About 13,500 years ago, the first hikers - known as Paleo-Indians - discovered the charms of this extraordinary landscape. They were Native Americans who predated the invention of the hyphen by several millennia. They were citizens of what is now known among archeologists as the Clovis-era, a name derived from a town in New Mexico where first evidence of their existence was discovered by science.
They left much behind to tell of their lives. Researchers have found many artifacts of their hunter-gatherer lifestyle in this area, including the magnificent tools and points napped from the limestone bedrock that offers itself in such abundance here. For a Paleo-Indian, the Aucilla Sinks were the equivalent of a hardware store.
Also found here were ancient shards of pottery, evidence of the rise of our species from its Stone Age beginnings. It should be noted that it is unlawful to remove these artifacts except by special permit. Much of what these places could have told us about ourselves has been lost to vandals and treasure seekers.

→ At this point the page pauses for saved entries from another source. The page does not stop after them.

PR #1171, opened 2026-08-24
CNV-87531: k8s: add Prometheus query layer and GET /alerts

sradco:
Add Prometheus, Thanos, and Alertmanager
query support with GET /api/v1/alerting/
alerts endpoint including alert component
matching and alerting health status.

## Summary by CodeRabbit

- **New Features**
  - Added the `GET /api/v1/alerting/alerts` endpoint for retrieving alerts.
  - Supports filtering by alert state, labels, and namespace-scoped results.
  - Enriches alerts with rule details, source, severity, component, and layer information.
  - Added alerting health reporting for monitoring routes and workload monitoring.
- **Bug Fixes**
  - Added validation and clear warnings for invalid filters, unavailable monitoring routes, and configuration issues.
  - Improved alert and rule retrieval across platform and workload monitoring sources.

### DIFF
--- a/internal/managementrouter/alerts_get.go
+++ b/internal/managementrouter/alerts_get.go
@@ -1,0 +1,109 @@
+package managementrouter
+
+import (
+	"context"
+	"encoding/json"
+	"net/http"
+
+	"github.com/openshift/monitoring-plugin/pkg/k8s"
+)
+
+type GetAlertsResponse struct {
+	Data     GetAlertsResponseData `json:"data"`
+	Warnings []string              `json:"warnings,omitempty"`
+}
+
+type GetAlertsResponseData struct {
+	Alerts []k8s.PrometheusAlert `json:"alerts"`
+}
+
+func (hr *httpRouter) GetAlerts(w http.ResponseWriter, req *http.Request) {
+	state, labels, err := parseStateAndLabels(req.URL.Query())
+	if err != nil {
+		writeError(w, http.StatusBadRequest, err.Error())
+		return
+	}
+	ctx := req.Context()
+
+	alerts, err := hr.managementClient.GetAlerts(ctx, k8s.GetAlertsRequest{
+		Labels: labels,
+		State:  state,
+	})
+	if err != nil {
+		handleError(w, err)
+		return
+	}
+
+	w.Header().Set("Content-Type", "application/json")
+	w.Header().Set("Cache-Control", "no-store")
+	w.WriteHeader(http.StatusOK)
+	if err := json.NewEncoder(w).Encode(GetAlertsResponse{
+		Data: GetAlertsResponseData{
+			Alerts: alerts,
+		},
+		Warnings: hr.alertWarnings(ctx),
+	}); err != nil {
+		log.WithError(err).Warn("failed to encode alerts response")
+	}
+}
+
+func (hr *httpRouter) alertWarnings(ctx context.Context) []string {
+	health, ok := hr.alertingHealth(ctx)
+	if !ok {
+		return nil
+	}
+
+	warnings := []string{}
+	if health.UserWorkloadEnabled && health.UserWorkload != nil {
+		warnings = append(warnings, buildRouteWarnings(health.UserWorkload.Prometheus, k8s.UserWorkloadRouteName, "user workload Prometheus")...)
+		warnings = append(warnings, buildRouteWarnings(health.UserWorkload.Alertmanager, k8s.UserWorkloadAlertmanagerRouteName, "user workload Alertmanager")...)
+	}
+
+	return warnings
+}
+
+//nolint:unused // used by the rules listing handler in a subsequent branch
+func (hr *httpRouter) rulesWarnings(ctx context.Context) []string {
+	health, ok := hr.alertingHealth(ctx)
+	if !ok {
+		return nil
+	}
+
+	if health.UserWorkloadEnabled && health.UserWorkload != nil {
+		return buildRouteWarnings(health.UserWorkload.Prometheus, k8s.UserWorkloadRouteName, "user workload Prometheus")
+	}
+
+	return nil
+}
+
+func (hr *httpRouter) alertingHealth(ctx context.Context) (k8s.AlertingHealth, bool) {
+	if hr.managementClient == nil {
+		return k8s.AlertingHealth{}, false
+	}
+
+	health, err := hr.managementClient.GetAlertingHealth(ctx)
+	if err != nil {
+		log.WithError(err).Warn("alerting health unavailable")
+		return k8s.AlertingHealth{}, false
+	}
+
+	return health, true
+}
+
+func buildRouteWarnings(route k8s.AlertingRouteHealth, expectedName string, friendlyName string) []string {
+	if route.Name != "" && route.Name != expectedName {
+		return nil
+	}
+	if route.FallbackReachable {
+		return nil
+	}
+
+	switch route.Status {
+	case k8s.RouteNotFound:
+		return []string{friendlyName + " route is missing"}
+	case k8s.RouteUnreachable:
+		return []string{friendlyName + " route is unreachable"}
+	default:
+		return nil
+	}
+}
--- a/internal/managementrouter/alerts_get.go
+++ b/internal/managementrouter/alerts_get.go
@@ -1,0 +1,96 @@
+package managementrouter
+
+import (
+	"context"
+	"encoding/json"
+	"net/http"
+
+	"github.com/openshift/monitoring-plugin/pkg/k8s"
+)
+
+type GetAlertsResponse struct {
+	Data     GetAlertsResponseData `json:"data"`
+	Warnings []string              `json:"warnings,omitempty"`
+}
+
+type GetAlertsResponseData struct {
+	Alerts []k8s.PrometheusAlert `json:"alerts"`
+}
+
+func (hr *httpRouter) GetAlerts(w http.ResponseWriter, req *http.Request) {
+	state, labels, err := parseStateAndLabels(req.URL.Query())
+	if err != nil {
+		writeError(w, http.StatusBadRequest, err.Error())
+		return
+	}
+	ctx := req.Context()
+
+	alerts, warnings, err := hr.managementClient.EnrichAlerts(ctx, k8s.GetAlertsRequest{
+		Labels: labels,
+		State:  state,
+	})
+	if err != nil {
+		handleError(w, err)
+		return
+	}
+
+	w.Header().Set("Content-Type", "application/json")
+	w.Header().Set("Cache-Control", "no-store")
+	w.WriteHeader(http.StatusOK)
+	if err := json.NewEncoder(w).Encode(GetAlertsResponse{
+		Data: GetAlertsResponseData{
+			Alerts: alerts,
+		},
+		Warnings: warnings,
+	}); err != nil {
+		log.WithError(err).Warn("failed to encode alerts response")
+	}
+}
+
+//nolint:unused // used by the rules listing handler in a subsequent branch
+func (hr *httpRouter) rulesWarnings(ctx context.Context) []string {
+	health, ok := hr.alertingHealth(ctx)
+	if !ok {
+		return nil
+	}
+
+	if health.UserWorkloadEnabled && health.UserWorkload != nil {
+		return buildRouteWarnings(health.UserWorkload.Prometheus, k8s.UserWorkloadRouteName, "user workload Prometheus")
+	}
+
+	return nil
+}
+
+//nolint:unused // called by rulesWarnings, used in a subsequent branch
+func (hr *httpRouter) alertingHealth(ctx context.Context) (k8s.AlertingHealth, bool) {
+	if hr.managementClient == nil {
+		return k8s.AlertingHealth{}, false
+	}
+
+	health, err := hr.managementClient.GetAlertingHealth(ctx)
+	if err != nil {
+		log.WithError(err).Warn("alerting health unavailable")
+		return k8s.AlertingHealth{}, false
+	}
+
+	return health, true
+}
+
+//nolint:unused // called by rulesWarnings, used in a subsequent branch
+func buildRouteWarnings(route k8s.AlertingRouteHealth, expectedName string, friendlyName string) []string {
+	if route.Name != "" && route.Name != expectedName {
+		return nil
+	}
+	if route.FallbackReachable {
+		return nil
+	}
+
+	switch route.Status {
+	case k8s.RouteNotFound:
+		return []string{friendlyName + " route is missing"}
+	case k8s.RouteUnreachable:
+		return []string{friendlyName + " route is unreachable"}
+	default:
+		return nil
+	}
+}
--- a/internal/managementrouter/query_filters.go
+++ b/internal/managementrouter/query_filters.go
@@ -1,0 +1,35 @@
+package managementrouter
+
+import (
+	"fmt"
+	"net/url"
+	"strings"
+)
+
+var validStates = map[string]bool{
+	"":         true,
+	"pending":  true,
+	"firing":   true,
+	"silenced": true,
+}
+
+// parseStateAndLabels returns the optional state filter and label matches.
+// Any query param other than "state" is treated as a label match.
+// Returns an error if the state value is not one of the known states.
+func parseStateAndLabels(q url.Values) (string, map[string]string, error) {
+	state := strings.ToLower(strings.TrimSpace(q.Get("state")))
+	if !validStates[state] {
+		return "", nil, fmt.Errorf("invalid state filter %q: must be one of pending, firing, silenced", q.Get("state"))
+	}
+
+	labels := make(map[string]string)
+	for key, vals := range q {
+		if key == "state" {
+			continue
+		}
+		if len(vals) > 0 && strings.TrimSpace(vals[0]) != "" {
+			labels[strings.TrimSpace(key)] = strings.TrimSpace(vals[0])
+		}
+	}
+	return state, labels, nil
+}
--- a/internal/managementrouter/query_filters.go
+++ b/internal/managementrouter/query_filters.go
@@ -1,0 +1,38 @@
+package managementrouter
+
+import (
+	"fmt"
+	"net/url"
+	"strings"
+)
+
+var validStates = map[string]bool{
+	"pending":  true,
+	"firing":   true,
+	"silenced": true,
+}
+
+// parseStateAndLabels returns the optional state filter and label matches.
+// Any query param other than "state" is treated as a label match.
+// Returns an error if the state value is not one of the known states.
+func parseStateAndLabels(q url.Values) (string, map[string]string, error) {
+	state := strings.ToLower(strings.TrimSpace(q.Get("state")))
+	if state != "" && !validStates[state] {
+		return "", nil, fmt.Errorf("invalid state filter %q: must be one of pending, firing, silenced", state)
+	}
+
+	labels := make(map[string]string)
+	for key, vals := range q {
+		if key == "state" {
+			continue
+		}
+		if len(vals) == 0 || strings.TrimSpace(vals[0]) == "" {
+			continue
+		}
+		if len(vals) > 1 {
+			return "", nil, fmt.Errorf("multiple values for label filter %q: only a single value is supported", key)
+		}
+		labels[strings.TrimSpace(key)] = strings.TrimSpace(vals[0])
+	}
+	return state, labels, nil
+}
--- a/pkg/alertcomponent/matcher.go
+++ b/pkg/alertcomponent/matcher.go
@@ -1,0 +1,381 @@
+package alertcomponent
+
+import (
+	"regexp"
+
+	"github.com/prometheus/common/model"
+
+	"github.com/openshift/monitoring-plugin/pkg/managementlabels"
+)
+
+const (
+	labelNamespace = "namespace"
+	labelSeverity  = "severity"
+)
+
+func ns(values ...string) LabelsMatcher {
+	return NewLabelsMatcher(labelNamespace, NewStringValuesMatcher(values...))
+}
+
+func alertNames(values ...string) LabelsMatcher {
+	return NewLabelsMatcher(managementlabels.AlertNameLabel, NewStringValuesMatcher(values...))
+}
+
+func regexAlertNames(regexes ...*regexp.Regexp) LabelsMatcher {
+	return NewLabelsMatcher(managementlabels.AlertNameLabel, NewRegexValuesMatcher(regexes...))
+}
+
+func labelValues(key string, values ...string) LabelsMatcher {
+	return NewLabelsMatcher(key, NewStringValuesMatcher(values...))
+}
+
+func comp(component string, ms ...LabelsMatcher) componentMatcher {
+	return componentMatcher{component: component, matchers: ms}
+}
+
+// LabelsMatcher represents a matcher definition for a set of labels.
+// It matches if all of the label matchers match the labels.
+type LabelsMatcher interface {
+	Matches(labels model.LabelSet) (match bool, keys []model.LabelName)
+	Equals(other LabelsMatcher) bool
+}
+
+func NewLabelsMatcher(key string, matcher ValueMatcher) LabelsMatcher {
+	return labelMatcher{key: key, matcher: matcher}
+}
+
+func NewStringValuesMatcher(keys ...string) ValueMatcher {
+	return stringMatcher(keys)
+}
+
+func NewRegexValuesMatcher(regexes ...*regexp.Regexp) ValueMatcher {
+	return regexpMatcher(regexes)
+}
+
+// labelMatcher represents a matcher definition for a label.
+type labelMatcher struct {
+	key     string
+	matcher ValueMatcher
+}
+
+// Matches implements the LabelsMatcher interface.
+func (l labelMatcher) Matches(labels model.LabelSet) (bool, []model.LabelName) {
+	if l.matcher.Matches(string(labels[model.LabelName(l.key)])) {
+		return true, []model.LabelName{model.LabelName(l.key)}
+	}
+	return false, nil
+}
+
+// Equals implements the LabelsMatcher interface.
+func (l labelMatcher) Equals(other LabelsMatcher) bool {
+	ol, ok := other.(labelMatcher)
+	if !ok {
+		return false
+	}
+	return l.key == ol.key && l.matcher.Equals(ol.matcher)
+}
+
+// ValueMatcher represents a matcher for a specific value.
+//
+// Multiple implementations are provided for different types of matchers.
+type ValueMatcher interface {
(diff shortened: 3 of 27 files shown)


internal/managementrouter/alerts_get.go
```diff
@@ -0,0 +1,109 @@
...
+	}
+
+	w.Header().Set("Content-Type", "application/json")
+	w.Header().Set("Cache-Control", "no-store")
+	w.WriteHeader(http.StatusOK)
+	if err := json.NewEncoder(w).Encode(GetAlertsResponse{
+		Data: GetAlertsResponseData{
+			Alerts: alerts,
+		},
+		Warnings: hr.alertWarnings(ctx),
```
PeterYurkovich: At it's root, alertWarnings is used to fetch the `/health` endpoint of platform and user workload prometheus's, then surface error in connecting to the `/health` endpoint to users. 

The purpose behind this is that within `hr.managementClient.GetAlerts` we don't want to immediately return an error if one of the endpoints fails to return correctly, so instead we `log.warn` and proceed forward with processing any return from the other.

I think this approach is overcomplicated and actually doesn't surface the users issues. Requests could be denied for reasons other than the `/health` endpoint being down which the users should know about. Really what we want is failures of each endpoint within `GetAlerts` and to send them back as warnings. So we should just create a slice of warnings in `GetAlerts` and return them back, then surface those warnings to the user (maybe after some formatting if need be)

internal/managementrouter/alerts_get.go
```diff
@@ -0,0 +1,109 @@
...
+type GetAlertsResponse struct {
+	Data     GetAlertsResponseData `json:"data"`
+	Warnings []string              `json:"warnings,omitempty"`
+}
+
+type GetAlertsResponseData struct {
+	Alerts []k8s.PrometheusAlert `json:"alerts"`
+}
+
+func (hr *httpRouter) GetAlerts(w http.ResponseWriter, req *http.Request) {
```
PeterYurkovich, line 20: With the layers of abstractions it can be difficult to follow the actual functions being used in this PR due to many functions sharing the same name. Since there are 3 separate `GetAlerts` functions you can't grep/search for the name and the abstaction through interfaces means you can't use LSP's actions to "go to definition" or "find all references". I know it makes the individual functions not as clear to their exact purpose but could we swap to different function names so that we can grep/search through the codebase and only see the exact function being searched for. Same for some other the functions like alertinghealth

internal/managementrouter/query_filters.go
```diff
@@ -0,0 +1,35 @@
+package managementrouter
+
+import (
+	"fmt"
+	"net/url"
+	"strings"
+)
+
+var validStates = map[string]bool{
+	"":         true,
```
PeterYurkovich: Based on the error message in the !validStates below, empty string shouldn't be allowed correct?

internal/managementrouter/query_filters.go
```diff
@@ -0,0 +1,35 @@
...
+	"silenced": true,
+}
+
+// parseStateAndLabels returns the optional state filter and label matches.
+// Any query param other than "state" is treated as a label match.
+// Returns an error if the state value is not one of the known states.
+func parseStateAndLabels(q url.Values) (string, map[string]string, error) {
+	state := strings.ToLower(strings.TrimSpace(q.Get("state")))
+	if !validStates[state] {
+		return "", nil, fmt.Errorf("invalid state filter %q: must be one of pending, firing, silenced", q.Get("state"))
```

Yet, a walk along this trail, as it winds patiently through the thickly wooded surface of Aucilla is remarkably unblemished. This is never more true then when one comes upon the "Now you see it, now you don't" meander of the Aucilla River itself.
The Aucilla River is born from wetlands and springs stretching south from the Georgia line. It begins as a trickle, coursing toward the Gulf of Mexico in strict accordance with the elevation of the land surface. And then, for the first of several times, it is swallowed whole by the earth.
It is a curious sight to see a river disappear against an unyielding limestone cliff. It departs with nary a ripple, returning to the earth that bore it. The trail traces the edges of the river's steep banks, its tread carefully carved to offer a hiker sweeping views of the sponge-like limestone.
The river performs this vanishing act several times. It reappears without warning, unfazed by its subterranean sojourn. There is no bubbling, to white water to betray its intentions. It emerges languidly from pitch-black depths, oozing like cane syrup through a primordial canyon.
Where the banks offer a less steep descent to its flow, the mud bears the signs of virtually every forest creature that depends upon it. The human-like prints of raccoons mingle with the arrow-point hooves of deer. In some places, these are all but obliterated by the unmistakable intrusion of feral hogs. Only a heard of dairy cattle could leave greater evidence of their visit.
The main course of the river runs through a wooded moonscape of smaller sinks, some of them dry, others holding water. Where the water slowly recedes, the cypress trees grow tall, their copper-colored trunks forming smooth columns among clutches of hickory and magnolia.
Each sinkhole is a new world to be explored. It is difficult to keep one's pack on in the Aucilla. The mouths of caves beckon seductively with promises of unexplored darkness, imparting an irresistible urge to abandon trail for an exploratory romp. The hole-riddled walls within the caves carry the texture of sandpaper and are cool and damp to the touch. A deeper probe into the darkness reveals the patient waters of the Aucilla, midnight black and well-digger cold.
It is easy to imagine the first of our kind living in this enchanting environment. There is a plentiful hunt offered by this forest, a tractless supply of fresh water for thirst, and a king's ransom of chert, the flinty component of limestone from which tools are fashioned.
The broken trees lie in shallow pool of organic, tannic water. It is the color of cane syrup, and appears to be possessed of a like viscosity.
Just off the trail, just beyond the double-blaze, they signal to those in the know that the direction of the trail will soon change.